Repeated Infidelity: 5 Questions You Need To Ask Yourself To Survive It

Repeated Infidelity 5 Questions You Need To Ask Yourself To Survive It

Has your partner cheated on you over and over and over? Are you wondering about surviving repeated infidelity, whether it’s time for you to stay in or get out of the relationship?

Whether your partner has cheated on you once or cheated on you multiple times, your pain is real and your feelings are overwhelming and asking yourself how you are going to get through this, is really important.

There are a few questions that you can ask yourself, to help you make the decision about whether you should stay or you should go.

 

1. Is your partner truly remorseful?

Surviving repeated infidelity and keeping your relationship intact is harder than if infidelity is a one-time thing but there is one element that is essential as the first step to get past both kinds of affairs: remorse.

If your partner is fooling around on you over and over and over, then it’s important that they accept responsibility for their actions.

Do they truly show you remorse and acknowledge that what they did was wrong and how much they hurt you? Or do they try to put some (or all) of the blame back on you – that you were ignoring them or not having sex with them or some other sort of excuse that lets them off the hook?

If your partner can’t or won’t acknowledge their responsibility for the affair then it is very possible that it will happen again. Even if it doesn’t happen again, the rest of your relationship could involve them blaming you for their actions.

So, take a good hard look at your partner. Do you want to spend the rest of your life with someone who isn’t willing to take responsibility for their actions and the pain they caused you? If not, perhaps it’s time for you to go.

 

2. Is your partner willing to get help?

Serial infidelity is not something that happens in a void. People who fool around over and over are people who are struggling with who they are in some way.

People who have a single affair don’t generally set out to have an affair. There is something missing in their marriage, maybe something they aren’t even aware of. And then they meet someone, maybe at work, someone who is having the same experiences as they and they strike up a friendship. As the friendship grows, so do the feelings between the two of them. Eventually, this connection can lead to an affair.

People who cheat more than once on their partner, either one at a time or perhaps with multiple other partners, are generally people who set out to have an affair. And the reasons that they set out to have the affairs are many.

Perhaps they are feeling unhappy in their primary relationship and seek someone who understands them. Perhaps they want more sex then they are getting in their current relationship. Perhaps they need to have sex with more than one person to feel good about themselves. Perhaps they have abandonment issues that make them need to leave the person they are with so that they aren’t left. Perhaps they are struggling with trust issues and don’t believe that anyone could be faithful to them.
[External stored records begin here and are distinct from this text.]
PR #128, opened 2022-03-26
Update php cs rules

Chemaclass:
## 🔖 Changes

- Composer update phpstan to latest 1.5
- Use PHPBench revs & iterations from phpbench.json config file
- Disable yoda style


JesusValera (approved):

Tito-Kati:
As a good Sith, I like Yoda well away from my code, good change!

PR #134, opened 2022-04-02
Improve mapping interfaces

Chemaclass:
## 🔖 Changes

Just internal refactoring.

- Instead of passing the `GacelaConfigFile` object, pass just the `mappingInterfaces` array to the `DependencyResolver`.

The list of reasons why someone cheats repeatedly is endless but what is important for deciding whether to stay or go is whether your person is willing to take a good hard look at why they cheat repeatedly and agree to get some help to manage it.

I do believe that relationship counseling can help move the relationship towards a resolution but I think that it’s essential that the cheater gets some help to understand and deal with the source of their cheating.

So, if your person is willing to get help, then perhaps staying, at least for now, is a good idea.

 

3. Do you still like your partner?

An important question to ask about surviving repeated infidelity is whether or not you still like your person.